Centralized authentication by using IAS
Applies To: Windows Server 2003, Windows Server 2003 R2, Windows Server 2003 with SP1, Windows Server 2003 with SP2
Centralized authentication by using IAS
To spread the load between dial-up and VPN-based remote access users, the network administrator of Electronic, Inc. decided to configure a separate VPN server. To centralize the authentication and accounting functions for both the remote access server and the VPN server, a computer running Internet Authentication Service (IAS) with the IP address of 172.31.248.9 functions as a RADIUS server.
The following illustration shows the configuration of the Electronic, Inc. network for IAS-based centralized authentication and accounting.
.gif "Centralized authentication by using IAS")
The IAS server has its own set of remote access polices. Rather than maintain two different sets of remote access policies, one set for the remote access server and one for the VPN server, both the remote access server and the VPN server are configured to use RADIUS authentication. Therefore, both the remote access server and the VPN server are configured as RADIUS clients to the IAS server. The IAS server provides remote access authentication, authorization, and accounting for both the remote access server and the VPN server.

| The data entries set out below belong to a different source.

PR #3647, opened 2025-03-17
[skip ci] Fix unit tests on macOS (And probably Unix)

Fesaa:
This PR fixes all but 7 tests on macOS. The remaining tests are in DirectoryServiceTest

image

Top one fails because `\` is valid in a filename. And the othesr fails because `C:/` is hardcoded, I could change them to construct it from Root +, but the test already has them mixed; so I think that would  change the test too much. 
Unsure what to do with them.

# Fixed
- Fixed several tests not running on macOS/Unix because of `C:/` as root
- Fixed a test involving time not passing on timezones > UTC because of how the setter works in the MockFileData

# Changed
- Unified several test classes to use the new AbstractFsTest to simplify setup
- Skip the IsDriveMounted tests on macOS/Unix as the root `/` is always mounted, and `C:/` will throw
- Change some tests to test against the CurrentLocale instead as the result is user facing

### Notes
I've had a friend run the tests on their Windows PC, and everything passes for them. However, they're on the same timezone as me. So would probably need to have someone tests whose on a timezone "earlier" than UTC.

### DIFF
--- a/API.Tests/Services/DirectoryServiceTests.cs
+++ b/API.Tests/Services/DirectoryServiceTests.cs
@@ -4,6 +4,7 @@ using System.Globalization;
 using System.IO;
 using System.IO.Abstractions.TestingHelpers;
 using System.Linq;
+using System.Runtime.InteropServices;
 using System.Text;
 using System.Threading.Tasks;
 using API.Services;
@@ -14,7 +15,7 @@ using Xunit;
 
 namespace API.Tests.Services;
 
-public class DirectoryServiceTests
+public class DirectoryServiceTests: AbstractFsTest
 {
     private readonly ILogger<DirectoryService> _logger = Substitute.For<ILogger<DirectoryService>>();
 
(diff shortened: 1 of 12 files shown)


majora2007 (approved):
Looks good. I'll merge this after i do the hotfix.

majora2007:
Actually builds on GA are failing now, we need to address that.

Fesaa:
~~This should fix it, but I'm unsure why~~

I'll be home again tomorrow, and will fix them then as I don't have a Windows PC here.

API.Tests/Services/DirectoryServiceTests.cs
```diff
@@ -373,9 +375,15 @@ public void CopyDirectoryToDirectory_ShouldCopyAllFileAndNestedDirectoriesOver()
     #endregion
 
     #region IsDriveMounted
+    // The root directory (/) is always mounted on non windows
     [Fact]
     public void IsDriveMounted_DriveIsNotMounted()
     {
+        if (!RuntimeInformation.IsOSPlatform(OSPlatform.Windows))
+        {
+            return;
```
majora2007, line 392: Let's put a logger to indicate this test is not running.

majora2007 (approved):
I'm fine to merge then add the logging statement afterwards, or you can do it (on all applicable tests) and I will merge.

Remote access policy configuration
Once the server running Routing and Remote Access is configured to use RADIUS authentication, the remote access policies stored on the remote access server are no longer used. Instead, the remote access policies stored on the IAS server are used. Therefore, the current set of remote access policies is copied to the IAS server.
For more information, see Copy the IAS configuration to another server.
RADIUS configuration
To configure RADIUS authentication and accounting, the network administrator for Electronic, Inc. configures the following:
The IAS server is configured for two RADIUS clients: the dial-up remote access server and the VPN server. For more information, see Internet Authentication Service and Add RADIUS clients.
The dial-up server running Routing and Remote Access is configured to use RADIUS authentication and accounting (at the IP address of 172.31.248.9) and a shared secret. For more information, see Use RADIUS authentication and Use RADIUS accounting.
The VPN server running Routing and Remote Access is configured to use RADIUS authentication and accounting (at the IP address of 172.31.248.9) and a shared secret. For more information, see Use RADIUS authentication and Use RADIUS accounting.
Note
- The example companies, organizations, products, people and events depicted herein are fictitious. No association with any real company, organization, product, person or event is intended or should be inferred.